Several distinct families of endogenous retrovirus-like elements (ERVs) exist in the genomes of primates. Despite the important evolutionary consequences that carrying these intragenomic parasites may have for their hosts, our knowledge about their evolution is still scarce. A matter of particular interest is whether evolution of ERVs occurs via a master lineage or through several lineages coexisting over long periods of time. In this work, the paleogenomic approach has been applied to the study of the evolution of ERV9, one of the human endogenous retrovirus families mobilized during primate evolution. By searching the GenBank database with the first 676 bp of the ERV9 long terminal repeat, we identified 156 different element insertions into the human genome. These elements were grouped into 14 subfamilies based on several characteristic nucleotide differences. The age of each subfamily was roughly estimated based on the average sequence divergence of its members from the subfamily consensus sequence. Determination of the sequential order of diagnostic substitutions led to the identification of four distinct lineages, which retained their capacity of transposition over extended periods of evolution. Strong evidence for mosaic evolution of some of these lineages is presented. Taken altogether, the available data indicate that the possibility of ERV9 still being active in the human lineage can not be discarded.     

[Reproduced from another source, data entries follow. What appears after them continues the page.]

PR #3740, opened 2015-03-19
(PUP-1628) Fix mount provider for AIX

hunner:
The way that AIX tracks its mounted filesystems is different than other
unix or linux operatingsystems. AIX uses /etc/filesystems and has
entirely different filesystem options.

This commit takes advantage of two parsedfile hooks, `post_parse` and
`to_line`, to read & generate /etc/filesystem entries. Parsedfile was
not created with arbitrary-ordering in mind, and any /etc/filesystem
entries will have their attributes reordered by `to_line`

Options in AIX without related properties in Puppet's mount type are
placed under the "options" property.

### DIFF
--- a/lib/puppet/provider/mount/parsed.rb
+++ b/lib/puppet/provider/mount/parsed.rb
@@ -51,9 +51,28 @@ Puppet::Type.type(:mount).provide(
     # Override lines and use scan instead of split, because we DON'T want to
     # remove the separators
     def self.lines(text)
-      # Separate base on comments, blank lines, or a mountpoint followed by
-      # anything that isn't a mountpoint, comment, or blank line.
-      ret = text.scan(%r{(^\s*\*.*?$|^\s*?$|^\S+:(?:(?!(?:^\S+:|^\s*\*|^\s*$)).)*)}m).flatten
+      lines = text.split("\n")
+      filesystem_stanza = false
+      filesystem_index = 0
+      ret = Array.new
+      lines.each_with_index do |line,i|
+        if line.match(%r{^\S+:})
+          # Begin new filesystem stanza and save the index
+          ret[filesystem_index] = filesystem_stanza.join("\n") if filesystem_stanza
+          filesystem_stanza = Array(line)
+          filesystem_index = i
+          nil
+        elsif line.match(%r{^(\s*\*.*|\s*)$})
+          # Just a comment or blank line; add in place
+          ret[i] = line
+        else
+          # Non-comments or blank lines must be part of a stanza
+          filesystem_stanza << line
+        end
+      end
+      # Add the final stanza to the return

Integration and Fixation Preferences of Human and Mouse Endogenous Retroviruses Uncovered with Functional Data Analysis

Endogenous retroviruses (ERVs), the remnants of retroviral infections in the germ line, occupy ~8% and ~10% of the human and mouse genomes, respectively, and affect their structure, evolution, and function. Yet we still have a limited understanding of how the genomic landscape influences integration and fixation of ERVs. Here we conducted a genome-wide study of the most recently active ERVs in the human and mouse genome. We investigated 826 fixed and 1,065 in vitro HERV-Ks in human, and 1,624 fixed and 242 polymorphic ETns, as well as 3,964 fixed and 1,986 polymorphic IAPs, in mouse. We quantitated >40 human and mouse genomic features (e.g., non-B DNA structure, recombination rates, and histone modifications) in ±32 kb of these ERVs’ integration sites and in control regions, and analyzed them using Functional Data Analysis (FDA) methodology. In one of the first applications of FDA in genomics, we identified genomic scales and locations at which these features display their influence, and how they work in concert, to provide signals essential for integration and fixation of ERVs. The investigation of ERVs of different evolutionary ages (young in vitro and polymorphic ERVs, older fixed ERVs) allowed us to disentangle integration vs. fixation preferences. As a result of these analyses, we built a comprehensive model explaining the uneven distribution of ERVs along the genome. We found that ERVs integrate in late-replicating AT-rich regions with abundant microsatellites, mirror repeats, and repressive histone marks. Regions favoring fixation are depleted of genes and evolutionarily conserved elements, and have low recombination rates, reflecting the effects of purifying selection and ectopic recombination removing ERVs from the genome. In addition to providing these biological insights, our study demonstrates the power of exploiting multiple scales and localization with FDA. These powerful techniques are expected to be applicable to many other genomic investigations.